PR #542, opened 2024-01-27
ENH: Function inputs from CSV file header.

phmbressan:
## Pull request type

## Checklist

## Current behavior

The Function class did not get the inputs and outputs name from the header of CSV file.

## New behavior

If the CSV file has headers, the input and output parameters that are left `None` will be set from the header information.

## Breaking change

- [X] No

### DIFF
--- a/rocketpy/mathutils/function.py
+++ b/rocketpy/mathutils/function.py
@@ -98,7 +98,6 @@ class Function:
         (II) Fields in CSV files may be enclosed in double quotes. If fields are
         not quoted, double quotes should not appear inside them.
         """
-        # Set input and output
         if inputs is None:
             inputs = ["Scalar"]
         if outputs is None:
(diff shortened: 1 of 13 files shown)


rocketpy/mathutils/function.py
```diff
@@ -93,12 +95,18 @@ def __init__(
 
         Notes
         -----
-        (I) CSV files can optionally contain a single header line. If present,
-        the header is ignored during processing.
+        (I) CSV files can optionally contain a single header line. If a header
+        naming each data column is present, it will be used for naming the `inputs`
+        and `outputs` left `None`. If the header is not formatted in this way it
+        will be ignored.
+
```
MateusStano, line 102: This is a little confusing. Suggestion:

```
CSV files may include an optional single header line. If this 
header line is present and contains names for each 
data column, those names will be used to label the inputs
and outputs unless specified otherwise. If there are header 
specified for only a few columns, the remaining unnamed
columns will have the string `None` assigned to it.
```

phmbressan: Thanks for the suggestion. I have reworded it a bit from your comment. Actually if the number of "header columns" does not match the number of inputs/outputs, the header is ignored.

Gui-FernandesBR (approved):
Good job. i  confirm it's working as expected.

Gui-FernandesBR (approved):
Good job. i  confirm it's working as expected.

+ + + + +

_Task brief_
Filter the entries and copy each line with "data".

_Answer section_
+        naming each data column is present, it will be used for naming the `inputs`
data column, those names will be used to label the inputs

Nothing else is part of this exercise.